Intensive Care Med. 2003 Nov;29(11):2086-9. doi: 10.1007/s00134-003-1991-9. Epub 2003 Sep 3.

Abstract

Objective: To determine the influence of using different denominators on risk estimates of ventilator-associated pneumonia (VAP).

Design and setting: Prospective cohort study in the medical ICU of a large teaching hospital.

Patients: All consecutive patients admitted for more than 48 h between October 1995 and November 1997.

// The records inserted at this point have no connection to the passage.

PR #4471, opened 2020-08-26
tests: speedup lock tests

skshetry:
Patched to reduce timeout from default 5s to 0.01s

#### Before
```console
$ pytest tests/func/test_lock.py
2 passed in 10.20s
```

#### After
```console
$ pytest tests/func/test_lock.py
2 passed in 0.20s
```

### DIFF
--- a/tests/func/test_lock.py
+++ b/tests/func/test_lock.py
@@ -1,23 +1,23 @@
-import os
+import pytest
 
-from dvc.lock import Lock, LockError
+from dvc.lock import FAILED_TO_LOCK_MESSAGE, Lock, LockError
 from dvc.main import main
-from tests.basic_env import TestDvc
 
 
-class TestLock(TestDvc):
-    def test_with(self):
-        lockfile = os.path.join(self.dvc.dvc_dir, "tmp", "lock")
-        lock = Lock(lockfile)
-        with lock:
-            with self.assertRaises(LockError):
-                lock2 = Lock(lockfile)
-                with lock2:
-                    pass
+def test_with(tmp_dir, dvc, mocker):
+    # patching to speedup tests
+    mocker.patch("dvc.lock.DEFAULT_TIMEOUT", 0.1)
 
-    def test_cli(self):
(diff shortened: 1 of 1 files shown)


skshetry:
@efiop, why is there a 5s sleep? I see that it is from a very old commit 068f7428522f95c2. Is there any reason why we don't retry it in a 0.1s or so?

https://github.com/iterative/dvc/blob/bc7d952e88553eda33bb377a333ab018a1e854ef/dvc/lock.py#L58-L63

tests/func/test_lock.py
```diff
@@ -1,23 +1,23 @@
...
-        lockfile = os.path.join(self.dvc.dvc_dir, "tmp", "lock")
-        lock = Lock(lockfile)
-        with lock:
-            with self.assertRaises(LockError):
-                lock2 = Lock(lockfile)
-                with lock2:
-                    pass
+def test_with(tmp_dir, dvc, mocker):
+    # patching to speedup tests
+    mocker.patch("dvc.lock.DEFAULT_TIMEOUT", 0.01)
```
skshetry, line 9: Reduced it further to 0.01.

pared (commented):
LGTM, though I have to admit that I don't recall why we had 5s timeout.

efiop:
@skshetry Indeed, we could reduce the timeout, but increase the number of tries. 5s was just a random number that we thought was ok to sleep for.

tests/func/test_lock.py
efiop: So maybe let's just adjust it in the code as discussed above?

skshetry: This patch will be required after that too unless we decrease the timeout to a very low value.

Let's say we reduced the timeout to 2s. As these tests are negative tests, they will wait for 2s anyway.

efiop: @skshetry Good point, so we will have to patch both timeout and the number of tries.

efiop (approved):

Measurements and results: We recorded all ICU-acquired infections using modified CDC criteria. VAP rates were reported per 1,000 patient-days, patient-days at risk, ventilator-days, and ventilator-days at risk. Of the 1,068 patients admitted, VAP developed in 106 (23.5%) of those mechanically ventilated. The incidence of the first episode of VAP was 22.8 per 1,000 patient-days (95% CI 18.7-27.6), 29.6 per 1,000 patient-days at risk (24.2-35.8), 35.7 per 1,000 ventilator-days (29.2-43.2), and 44.0 per 1,000 ventilator-days at risk (36.0-53.2). When considering all episodes of VAP (n=127), infection rates were 27.3 episodes per 1,000 ICU patient-days (95% CI 22.6-32.1) and 42.8 episodes per 1,000 ventilator-days (35.3-50.2).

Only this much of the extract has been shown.